Question

how many grams of water will absorb a total of 2510 joules of energy during the temperature of the water changes from 10.0 degrees celsius to 35.0 degrees celsius?

Answer 1

ΔT = 30°C - 10 = 20°C.

1.0g of water will absorb 4.184Joules of heat energy per 1.0°C rise in temp.

2520J / (g x 4.184J/g/°C x 20°C ΔT).

Mass (g) = 2520 J / (4.184 J/g/°C x 20°C) = 2520 / 83.7 = c): 30 grams of water.

Step-by-step explanation:

Answer 2

24.02 grams of water will absorb a total of 2510 joules of energy during the temperature of the water changes from 10.0 degrees celsius to 35.0 degrees celsius.

Step-by-step explanation:

The measurement and calculation of the amounts of heat exchanged by a body or system is called calorimetry.

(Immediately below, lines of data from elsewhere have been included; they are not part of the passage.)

PR #9029, opened 2022-01-21
Fix focus for mobile full screen side panel; update `CoreMenu`, `CompletionModal`, and `FocusTrap` API

### LINKED ISSUE #8992: Side panel should gain focus when opened w/keyboard
The side panel does not have focus when a user using a keyboard as input modality opens it via the "Filter" button on the Library page (or the "Folders" button on the Topics page). The keyboard focus is still on the main content underneath the side panel.

Impact:
User is unable to use the filters in the side panel in "Filter"
User is unable to access folders in the side panel in "Folders" (on the Topics page)

keyboard-navigation-sidebar

_Originally posted by @radinamatic in https://github.com/learningequality/kolibri/issues/8986#issuecomment-1009674923_

sairina:
## Summary
- Fixes missing focus on side panels that are opened on mobile.
- Add `FocusTrap` component in `FullScreenSidePanel`
- Updates `FocusTrap` API to emit events rather than pass props
- Updates existing implementation of components that use `FocusTrap` to emit events
  - `CoreMenu` in `AppBar`
  - `CoreMenu` in `SideNav`
  - `CoreMenu` in `LearningActivityBar`
  - `CoreMenu` in `SyncInterface` (gif not provided)
  - `CompletionModal`

|Library: filter/search|Library: info panel|
|--|--|
|||

|Topics: folders|Topics: info panel|
|--|--|
|||

|Completion modal|
|--|
||

|Core menu in side nav and app bar|
|--|
||

|Learning activity bar - core menu in mobile|
|--|
||

## References
Fixes #8992

## Reviewer guidance
Please check any uses of the `FullScreenSidePanel`.
1. Log in as learner and make sure you are on a responsive/mobile screen
2. Click in the library tab

### Library Page
**Filter button**
1. Using the keyboard, navigate to the "filter" button
2. Once it opens, use tab to navigate through all the clickable elements
3. Make sure that the focus is "trapped" in the side panel and loops back to the first element after getting to the last element (the "x"/close icon)
4. Make sure that the "x"/close icon works via keyboard. 

### Topics Page
1. Click into a channel via the content card

**Filter button** (see above)
**Folders button**
1. Using the keyboard, navigate to the "folders" button
2. Once it opens, use tab to navigate through all the folders links
3. Make sure that the focus is "trapped" in the side panel and loops back to the first element after getting to the last element (the "x"/close icon)
4. Make sure that the "x"/close icon works via keyboard

**Info button on content card**
1. Using the keyboard, navigate to a content card, and then to the "i"/info icon
2. Once it opens, use tab to navigate through the clickable elements
3. Make sure that the focus is "trapped" in the side panel and loops back to the first element after getting to the last element (the "x"/close icon)
4. Make sure that the "x"/close icon works via keyboard

### Completion modal
1. As a learner, complete any activity
2. When the completion modal appears, make sure that a user can navigate through it using the keyboard

### Core menu in side nav and app bar
1. Sign in as a learner
2. Navigate with the keyboard to the user menu button on the righthand side of the app bar
3. Enter and make sure you can navigate through all options with the keyboard
4. ESC to exit and navigate to the hamburger menu on the left to open the side nav
5. Enter and make sure you can navigate through all options with the keyboard

### Learning activity bar - core menu in mobile
1. In mobile view, open an activity
2. In the Learning Activity Bar at the top of the activity, use the keyboard to navigate to the three dots horizontal icon
3. When you press enter, make sure that the focus can navigate through all options

## Testing checklist

## PR process

## Reviewer checklist

- PR is fully functional
- Documentation is updated

### DIFF
--- a/kolibri/core/assets/src/views/CoreMenu/index.vue
+++ b/kolibri/core/assets/src/views/CoreMenu/index.vue
@@ -20,8 +20,8 @@
         ref="focusTrap"
         class="ui-menu-options"
         :disabled="!containFocus"
-        :firstEl="firstFocusableEl"
-        :lastEl="lastFocusableEl"
+        @shouldFocusFirstEl="$emit('shouldFocusFirstEl')"
+        @shouldFocusLastEl="focusLastEl"
       >
         <slot name="options"></slot>
       </FocusTrap>
@@ -77,12 +77,6 @@
         showActive: this.showActive,
       };
     },
-    data() {
-      return {
-        firstFocusableEl: null,
-        lastFocusableEl: null,
-      };
-    },
     computed: {
       classes() {
         return {
@@ -102,9 +96,25 @@
       // make sure that all child components have been mounted
       // before attempting to access their elements
       this.$nextTick(() => {
-        this.firstFocusableEl = this.$el.querySelector('.core-menu-option');
-        this.lastFocusableEl = last(this.$el.querySelectorAll('.core-menu-option'));
+        // this.$nextTick(this.$refs.modal.focus());
+        this.focusFirstEl();
       });
+    },
+    destroyed() {
+      window.setTimeout(() => this.lastFocus.focus());
+    },
+    methods: {
+      focusLastEl() {
+        last(this.$el.querySelectorAll('.core-menu-option')).focus();
+      },
+      /**
+       * @public
+       * Focuses on correct first element for FocusTrap depending on content
+       * rendered in CoreMenu.
+       */
+      focusFirstEl() {
+        this.$el.querySelector('.core-menu-option').focus();
+      },
     },
   };
 
--- a/kolibri/core/assets/src/views/CoreMenu/index.vue
+++ b/kolibri/core/assets/src/views/CoreMenu/index.vue
@@ -92,11 +92,13 @@
         }
       },
     },
+    beforeMount() {
+      this.lastFocus = document.activeElement;
+    },
     mounted() {
       // make sure that all child components have been mounted
       // before attempting to access their elements
       this.$nextTick(() => {
-        // this.$nextTick(this.$refs.modal.focus());
         this.focusFirstEl();
       });
     },
@@ -104,7 +106,13 @@
       window.setTimeout(() => this.lastFocus.focus());
     },
     methods: {
+      /**
+       * @public
+       * Focuses on correct last element for FocusTrap depending on content
+       * rendered in CoreMenu.
+       */
       focusLastEl() {
+        this.$emit('shouldFocusLastEl');
         last(this.$el.querySelectorAll('.core-menu-option')).focus();
       },
       /**
@@ -113,7 +121,9 @@
        * rendered in CoreMenu.
        */
       focusFirstEl() {
-        this.$el.querySelector('.core-menu-option').focus();
+        if (this.$el.querySelector('.core-menu-option')) {
+          this.$el.querySelector('.core-menu-option').focus();
+        }
       },
     },
   };
--- a/kolibri/core/assets/src/views/CoreMenu/index.vue
+++ b/kolibri/core/assets/src/views/CoreMenu/index.vue
@@ -112,7 +112,6 @@
        * rendered in CoreMenu.
        */
       focusLastEl() {
-        this.$emit('shouldFocusLastEl');
         last(this.$el.querySelectorAll('.core-menu-option')).focus();
       },
       /**
--- a/kolibri/core/assets/src/views/FocusTrap.vue
+++ b/kolibri/core/assets/src/views/FocusTrap.vue
@@ -59,15 +59,27 @@
         e.stopPropagation();
         if (!this.isTrapActive) {
           // On first focus, redirect to first option, then activate trap
-          this.firstEl.focus();
+          this.focusFirstEl();
           this.isTrapActive = true;
         } else {
-          this.lastEl.focus();
+          this.focusLastEl();
         }
       },
       handleLastTrapFocus(e) {
         e.stopPropagation();
-        this.firstEl.focus();
+        this.focusFirstEl();
+      },
+      focusFirstEl() {
+        this.$emit('shouldFocusFirstEl');
+        if (this.firstEl) {
+          this.firstEl.focus();
+        }
+      },
+      focusLastEl() {
+        this.$emit('shouldFocusLastEl');
+        if (this.lastEl) {
+          this.lastEl.focus();
+        }
       },
       /**
        * @public
--- a/kolibri/core/assets/src/views/FocusTrap.vue
+++ b/kolibri/core/assets/src/views/FocusTrap.vue
@@ -33,16 +33,6 @@
   export default {
     name: 'FocusTrap',
     props: {
-      firstEl: {
-        type: HTMLElement,
-        required: false,
-        default: null,
-      },
-      lastEl: {
-        type: HTMLElement,
-        required: false,
-        default: null,
-      },
       disabled: {
         type: Boolean,
         required: false,
@@ -71,15 +61,9 @@
       },
       focusFirstEl() {
         this.$emit('shouldFocusFirstEl');
-        if (this.firstEl) {
-          this.firstEl.focus();
-        }
       },
       focusLastEl() {
         this.$emit('shouldFocusLastEl');
-        if (this.lastEl) {
-          this.lastEl.focus();
-        }
       },
       /**
        * @public
--- a/kolibri/core/assets/src/views/FullScreenSidePanel/index.vue
+++ b/kolibri/core/assets/src/views/FullScreenSidePanel/index.vue
@@ -2,53 +2,61 @@
 
   <div
     ref="sidePanel"
+    :tabindex="0"
     :class="{ 'is-rtl': isRtl, 'is-mobile': isMobile }"
     @keyup.esc="closePanel"
   >
     <transition name="side-panel">
-      <div
-        class="side-panel"
-        :style="sidePanelStyles"
+      <FocusTrap
+        :firstEl="firstFocusableEl"
+        :lastEl="lastFocusableEl"
       >
-
-        <!-- Fixed header with optional close button -->
         <div
-          v-show="$slots.header"
-          ref="fixedHeader"
-          class="fixed-header"
-          :style="fixedHeaderStyles"
+          class="side-panel"
+          :style="sidePanelStyles"
         >
-          <div class="header-content" tabindex="0">
-            <slot name="header">
-            </slot>
+
+          <!-- Fixed header with optional close button -->
+          <div
+            v-show="$slots.header"
+            ref="fixedHeader"
+            class="fixed-header"
+            :style="fixedHeaderStyles"
+          >
+            <div class="header-content">
+              <slot name="header">
+              </slot>
+            </div>
           </div>
+
+          <!-- Default slot for inserting content which will scroll on overflow -->
+          <div class="side-panel-content" :style="contentStyles">
+            <slot></slot>
+          </div>
+
+          <KIconButton
+            v-if="fullScreenSidePanelCloseButton"
+            ref="closeButton"
+            icon="close"
+            class="close-button"
+            :style="closeButtonFullScreenSidePanelStyles"
+            :ariaLabel="coreString('closeAction')"
+            :tooltip="coreString('closeAction')"
+            @click="closePanel"
+          />
+          <KIconButton
+            v-else
+            ref="closeButton"
+            icon="close"
+            class="close-button"
+            :style="closeButtonStyles"
+            :ariaLabel="coreString('closeAction')"
+            :tooltip="coreString('closeAction')"
+            @click="closePanel"
+          />
+
         </div>
-
-        <KIconButton
-          v-if="fullScreenSidePanelCloseButton"
-          icon="close"
-          class="close-button"
-          :style="closeButtonFullScreenSidePanelStyles"
-          :ariaLabel="coreString('closeAction')"
-          :tooltip="coreString('closeAction')"
-          @click="closePanel"
-        />
-        <KIconButton
-          v-else
-          icon="close"
-          class="close-button"
-          :style="closeButtonStyles"
-          :ariaLabel="coreString('closeAction')"
-          :tooltip="coreString('closeAction')"
-          @click="closePanel"
-        />
-
-        <!-- Default slot for inserting content which will scroll on overflow -->
-        <div class="side-panel-content" :style="contentStyles">
-          <slot></slot>
-        </div>
-
-      </div>
+      </FocusTrap>
     </transition>
 
     <Backdrop
@@ -66,11 +74,13 @@
   import Backdrop from 'kolibri.coreVue.components.Backdrop';
   import commonCoreStrings from 'kolibri.coreVue.mixins.commonCoreStrings';
   import responsiveWindowMixin from 'kolibri.coreVue.mixins.responsiveWindowMixin';
+  import FocusTrap from 'kolibri.coreVue.components.FocusTrap';
 
   export default {
     name: 'FullScreenSidePanel',
     components: {
       Backdrop,
+      FocusTrap,
     },
     mixins: [responsiveWindowMixin, commonCoreStrings],
     props: {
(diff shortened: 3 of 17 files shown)


marcellamaki (commented):
This looks great overall. The focus trap implementation seems to be working in each of the scenarios, and this is a huge improvement to the user experience

I _think_ this is a **non-blocking piece of feedback**, but one note: on opening the filter panel, the user "loses focus" and has to tab twice to get into the search bar. It's hard to capture in a gif, because you can't actually see me tabbing but it's here: 
tab-filter-panel

@radinamatic maybe you can confirm if updating this ^^ to just one tab needed is "essential" or a "nice to have".

My initial thought of what might be causing this is the tabindex="0" on the whole div at the very top of the file, which is adding the div itself to the tab order.

```
<div
    ref="sidePanel"
    :tabindex="0"
    :class="{ 'is-rtl': isRtl, 'is-mobile': isMobile }"
    @keyup.esc="closePanel"
  >
  ``` 
  
If you skip adding the tabindex="0" here, the focus won't shift to the side panel, so simply removing it wouldn't work. I've done a little bit of googling of how to shift the focus directly to a child element, but I haven't found anything just yet. Not sure if @MisRob might have a suggestion/experience with this. I can investigate a little bit more, or we can merge this (pending ✅ from Radina), and add that as a follow up.

Great work 👏

**Comment by MisRob** [comment]
I don't think we can get rid of `tabindex=0` on the whole `div` as we need to make that `div` focusable. `tabindex=0` is used in the user menu

Screenshot from 2022-01-26 13-00-24

as well where only one TAB keypress is needed to focus on the first option so I don't think it should be, on its own, causing the problem with two TABs needed at this point.

**Comment by MisRob** [comment]
Here's the sequence of my actions and elements that have focus as I'm navigating with the keyboard:

(1) I press TAB and see the focus ring around the "FILTER" button

`document.activeElement=button.button.KButton-noKey-0_1tum2rb.raised`

(2) I press ENTER on the "FILTER" button

`document.activeElement=div.full-screen-side-panel`

(3) I press TAB

`document.activeElement=form.search-box`

(4) I press TAB again

`document.activeElement=input#searchfield.search-input.SearchBox-noKey-0_1jjfqpe`

From above, I'd say that the extra TAB press is needed because of the search form (3) - the focus goes first into the element with the form and I need to press TAB again to go to the input in the form.

File: kolibri/plugins/learn/assets/src/views/EmbeddedSidePanel/index.vue [hunk 1]
```diff
@@ -34,6 +34,7 @@
       <SearchBox
         key="channel-search"
         placeholder="findSomethingToLearn"
+        :tabindex="0"
```
MisRob: What was the reason for adding `tabindex="0"` on the search box `form` element? Wondering if this may be related to problems with two TAB key presses needed.

kolibri/core/assets/src/views/FullScreenSidePanel/index.vue
```diff
@@ -171,24 +184,44 @@
...
     methods: {
       closePanel() {
         this.$emit('closePanel');
       },
+      setFocusTrap() {
+        if (this.$refs.sidePanel && !this.$refs.sidePanel.contains(document.activeElement)) {
+          this.focusSidePanel();
+        }
+        this.firstFocusableEl =
+          this.$el.querySelector('.search-box') || // if `EmbeddedSidePanel` is for search/filter btn
```
MisRob: I'd recommend moving focus logic specific to the embedded side panel to the `EmbeddedSidePanel` component as we chatted briefly earlier. These dependencies seem to be brittle and I can imagine that focus logic could stop working silently - for example, if we updated some classes in the `EmbeddedSidePanel`, we may easily not notice that some updates are needed in the `FullScreenSidePanel` as well.

I recall that you mentioned that we don't want to use focus trapping when `EmbeddedSidePanel` is used on its own, outside of `FullScreenSidePanel`. I'm not sure which way would be better feasible here off the top of my head, but can imagine two directions (their combination might be needed) to play with that could help us with moving the `FocusTrap` component and related to the `EmbeddedSidePanel`:

- Providing `setFocusTrap` as a public method from the `EmbeddedSidePanel` to allow other components to call it (you can search for JSDoc `@public` tag in our codebase to see some examples of how we use public methods)
- Adding `Boolean` `enableFocusTrap` property to the `EmbeddedSidePanel` while setting it to `true` only when used inside of the `FullScreenSidePanel`. Focus-related logic would then be only run in the `EmbeddedSidePanel` when `enableFocusTrap` would be `true` and skipped otherwise. It should be possible to propagate this information into the `FocusTrap` component since it provides `disabled` property.

MisRob (changes requested):
Thank you @sairina, this is a great start on focus issues that are always tricky to debug, as we found out together as well :)

I'm requesting changes for issues I mentioned above since I'd say that it'd be good to deal with them rather sooner than later so that we're not adding tech debt in times of trying to reduce it. If you encounter some blockers or if it shows important to have this merged for the next patch release since it's still a great improvement, I'm fine with merging it as long as there's a follow-up issue open.

kolibri/core/assets/src/views/FullScreenSidePanel/index.vue
bjester: Going off what @MisRob said, a public method on `EmbeddedSidePanel` to focus it on the appropriate internal element makes sense to me. 

There's a pattern we can follow in plain HTML-- you can think of `<input>` as just another Vue component, so when you want to focus on it, you call that method `.focus()`. That allows the component to decide how to handle that appropriately.

The other case is when the element or Vue component wraps other elements or components, like the `FullScreenSidePanel`. In this instance, you want it to trap the focus, so implementing `FocusTrap` would either be inside this component or in whatever component defines the wrapped content, since that component has access to its children. In this case, I think the pattern is to use events. So `FullScreenSidePanel` could emit and event like `@shouldFocus` to trigger focusing on the appropriate element.

Although, the current `FocusTrap` implementation relies on access to the component children, which conflicts with the use case of a wrapper component. To make it work with this approach, it could also emit events when the first and last elements should be focused and avoid requiring the elements as props.

So as an example, it could look like this:
```html
<FullScreenSidePanel @shouldFocus="$refs.embedded.focus()">
  <EmbeddedSidePanel ref="embedded" />
</FullScreenSidePanel>
```
where `$emit("shouldFocus")` occurs in the `$nextTick` on `mount()` and on `<FocusTrap @shouldFocusFirstEl="$emit('shouldFocus')">` if it was modified to emit events.

kolibri/plugins/learn/assets/src/views/EmbeddedSidePanel/index.vue
sairina: Yes - this is definitely the reason. I originally put this here because I was trying to get the focus _into_ the search field, but I realize now that I could just find that via the input attribute of the form. I'll fix that. Thank you!

kolibri/core/assets/src/views/FullScreenSidePanel/index.vue
MisRob: Thank you @bjester, I appreciate that with the solution utilizing `events`, it sounds like we wouldn't need `enableFocusTrap` prop on the `EmbeddedSidePanel` and it'd still be `FullScreenSidePanel` that's responsible for controlling most of the focus logic which makes sense to me since we need to handle focus only when we use `FullScreenSidePanel`, and having it all in the `EmbeddedSidePanel` might not be relevant in cases we use it outside of the `FullScreenSidePanel` context.

sairina:
Made some changes (thank you, all for the feedback and guidance). In general:
- Refactored some components to use event listeners instead of passing around the elements to be focused by `FocusTrap`
- Moved the logic for determining first element for `FocusTrap` into `EmbeddedSidePanel` and `BrowseResourceMetadata` instead of sitting in `FullScreenSidePanel`
- Fixed background scrolling after looping through modal that has focus on it

More feedback and comments appreciated.

kolibri/core/assets/src/views/FocusTrap.vue
```diff
@@ -59,15 +59,27 @@
...
       },
       handleLastTrapFocus(e) {
         e.stopPropagation();
-        this.firstEl.focus();
+        this.focusFirstEl();
+      },
+      focusFirstEl() {
+        this.$emit('shouldFocusFirstEl');
+        if (this.firstEl) {
+          this.firstEl.focus();
```
MisRob: Emitting `shouldFocusFirstEl`/`shouldFocusLastEl` events and shortly after focusing on the first/last element here in the `FocusTrap` seems to be confusing, as well as looking at `FocusTrap` API from outside:

```
<FocusTrap
  :firstEl="firstEl"
  :lastEl="lastEl"
  @shouldFocusFirstEl="firstEl.focus()"
  @shouldFocusLastEl="lastEl.focus()"
>
```
where it's not clear whether it's `FocusTrap` or its parent component that is responsible for handling focus.

One way to solve this would be to document in comments that when `firstEl`/`lastEl`  props are provided, `FocusTrap` will handle focus and `shouldFocusFirstEl`/`shouldFocusLastEl` events should be ignored.

However, I think it may be much simpler to remove this logic and `firstEl`/`lastEl` prop from `FocusTrap` API completely now that we can use events. This would also help us to have a consistent way of handling focuses everywhere. I can't imagine a scenario when we couldn't use events since we can pretty easily migrate from

```
<FocusTrap
  :firstEl="firstEl"
  :lastEl="lastEl"
>
```

to

```
<FocusTrap
  @shouldFocusFirstEl="firstEl.focus()"
  @shouldFocusLastEl="lastEl.focus()"
>
```


@bjester Do you have any thoughts?

kolibri/core/assets/src/views/FullScreenSidePanel/index.vue
```diff
@@ -2,53 +2,63 @@
...
+    :tabindex="0"
     :class="{ 'is-rtl': isRtl, 'is-mobile': isMobile }"
     @keyup.esc="closePanel"
   >
     <transition name="side-panel">
-      <div
-        class="side-panel"
-        :style="sidePanelStyles"
+      <FocusTrap
+        :firstEl="firstFocusableEl"
```
MisRob: `firstFocusableEl` and `lastFocusableEl` elements are always `null` so lines 11-12 can be removed

kolibri/core/assets/src/views/FullScreenSidePanel/index.vue
```diff
@@ -97,14 +109,17 @@
       return {
         /* Will be calculated in mounted() as it will get the height of the fixedHeader then */
         fixedHeaderHeight: 0,
+        firstFocusableEl: null,
+        lastFocusableEl: null,
```
MisRob: `firstFocusableEl` and `lastFocusableEl` data can be removed

MisRob:
@sairina This is looking great, thank you. Also, I again appreciate @bjester's idea of using events for handling focuses - now after seeing code for it, it seems to be particularly useful for bringing clarity into this quite complex situation when we have elements that need to get focus scattered among more components.

kolibri/core/assets/src/views/FocusTrap.vue
marcellamaki: I am not @bjester, but that makes sense to me, @MisRob :)

marcellamaki:
This looks good @sairina -- I agree with @MisRob about the small adjustments to just use events. 

The only other thing I'm noticing is that the focus doesn't shift when opening the info panel after these new changes. Is that something you wanted to include in this PR, or will that be follow up? You can see the focus moving behind the backdrop, rather than shifting, here:

resource-panel-toggle

sairina:
> The only other thing I'm noticing is that the focus doesn't shift when opening the info panel after these new changes. Is that something you wanted to include in this PR, or will that be follow up? You can see the focus moving behind the backdrop, rather than shifting, here:
> 
> resource-panel-toggle

I just checked out the `release-v0.15.x` branch, and this seems to be a pre-existing issue for when things are not in mobile view. I can create a new issue for follow-up after we merge this one. -- nevermind. I fixed it.

marcellamaki:
Sounds good to me! 👍

kolibri/core/assets/src/views/FocusTrap.vue
sairina: That works. Does it mean that we should change the `FocusTrap` API in this PR and update the other uses of `FocusTrap`, or create a new PR that does that and updates any additional uses of `FocusTrap`?

MisRob: I assume it'd make sense to have these changes logically together as sometimes happens in PRs when updating components APIs and wouldn't expect complications with updating old places, but maybe you can decide according to how it goes. I feel fine about both ways as long as it's addressed.

bjester: Since this is a bug fix, and because the issue resided outside the `<FocusTrap>` implementation, I think it's @sairina's call as to whether she wants to close this out quickly or continue with additional refactoring. The situation definitely felt like it necessitated a new API for `<FocusTrap>`, so I think as a team, in this type of situation, we should strive for iterative development to avoid getting ourselves into larger tangential refactors. Long term, we should definitely replace the props with events as @MisRob said!

bjester (approved):
Checked it out, works for me!

With locking the background page from scrolling, a future enhancement could be to allow the viewport to scroll the side panel content. I guess this is sort of analogous to trapping focus-- scroll trapping!?

sairina:
Updated the summary, additional manual testing, and the PR title to better reflect what is included. There are still a couple of extant bugs about focus that are not addressed here, but I think this is important to get into `0.15.1` if possible. The additional bugs are recorded in the following issues:
- https://github.com/learningequality/kolibri/issues/9095
- https://github.com/learningequality/kolibri/issues/9096

kolibri/core/assets/src/views/CoreMenu/index.vue
```diff
@@ -98,14 +92,40 @@
...
+      window.setTimeout(() => this.lastFocus.focus());
+    },
+    methods: {
+      /**
+       * @public
+       * Focuses on correct last element for FocusTrap depending on content
+       * rendered in CoreMenu.
+       */
+      focusLastEl() {
+        this.$emit('shouldFocusLastEl');
```
MisRob: Was there any reason for emitting the event here?

kolibri/plugins/learn/assets/src/views/EmbeddedSidePanel/index.vue
```diff
@@ -345,6 +347,18 @@
...
       },
+      /**
+       * @public
+       * Focuses on correct first element for FocusTrap depending on content
+       * rendered in EmbeddedSidePanel.
+       */
+      focusFirstEl() {
+        if (this.$refs.searchBox) {
+          this.$refs.searchBox.focusSearchBox();
+        } else if (this.$refs.folders) {
```
MisRob: Since we access the first item of the `folders` array one line below, it'd be good to also check that there is at least one item in the array `(this.$refs.folders && this.$refs.folders.length > 0)`

kolibri/core/assets/src/views/FocusTrap.vue
```diff
@@ -59,15 +59,27 @@
...
+        }
+      },
+      focusLastEl() {
+        this.$emit('shouldFocusLastEl');
+        if (this.lastEl) {
```
MisRob: `firstEl` and `lastEl` props can now be removed from `FocusTrap` since they're not used from anywhere anymore (lines 36-45), including this code on lines 80-82 and above on 74-76.

MisRob (approved):
Thank you @sairina, great work. I'm leaving some last notes but already approving since overall it's looking very well. I tested most of the places affected locally, if not all, and everything related to this PR works smoothly. Also thanks for paying so much attention to keyboard users by reporting all issues you discovered during this work.

kolibri/core/assets/src/views/FocusTrap.vue
MisRob: Makes sense to me. Initially, I assumed that it wouldn't be a larger diff, but it is as I can see now. In any case, thanks @sairina for iterating on this all.

kolibri/core/assets/src/views/CoreMenu/index.vue
sairina: Originally, I saw that `SideNav` needed to control the close icon from the component, and I think my original thinking was to emit that so that `SideNav` would control it there, but I think I must have missed taking it out since I figured out the right information being passed along. Thanks for the catch!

Between heat and temperature there is a direct proportionality relationship, where the constant of proportionality depends on the substance that constitutes the body and its mass. So, the equation that allows you to calculate heat exchanges is:

Q = c * m * ΔT

Where Q is the heat exchanged for a body of mass m, constituted by a specific heat substance c and where ΔT is the temperature variation.

In this case,

• Q=2510 J
• water has a specific heat of about 4.18
  `(J)/(g*degrees celsius)`

• ΔT=35.0 degrees celsius- 10.0 degrees celsius= 25.0 degrees celsius

Replacing:

`2510 J= 4.18 (J)/(g*degrees celsius) *m*25.0 degrees celsius`

Solving you get:

`m=(2510 J)/(4.18 (J)/(g*degrees celsius) *25.0 degrees celsius)`

m≅ 24.02 g

24.02 grams of water will absorb a total of 2510 joules of energy during the temperature of the water changes from 10.0 degrees celsius to 35.0 degrees celsius.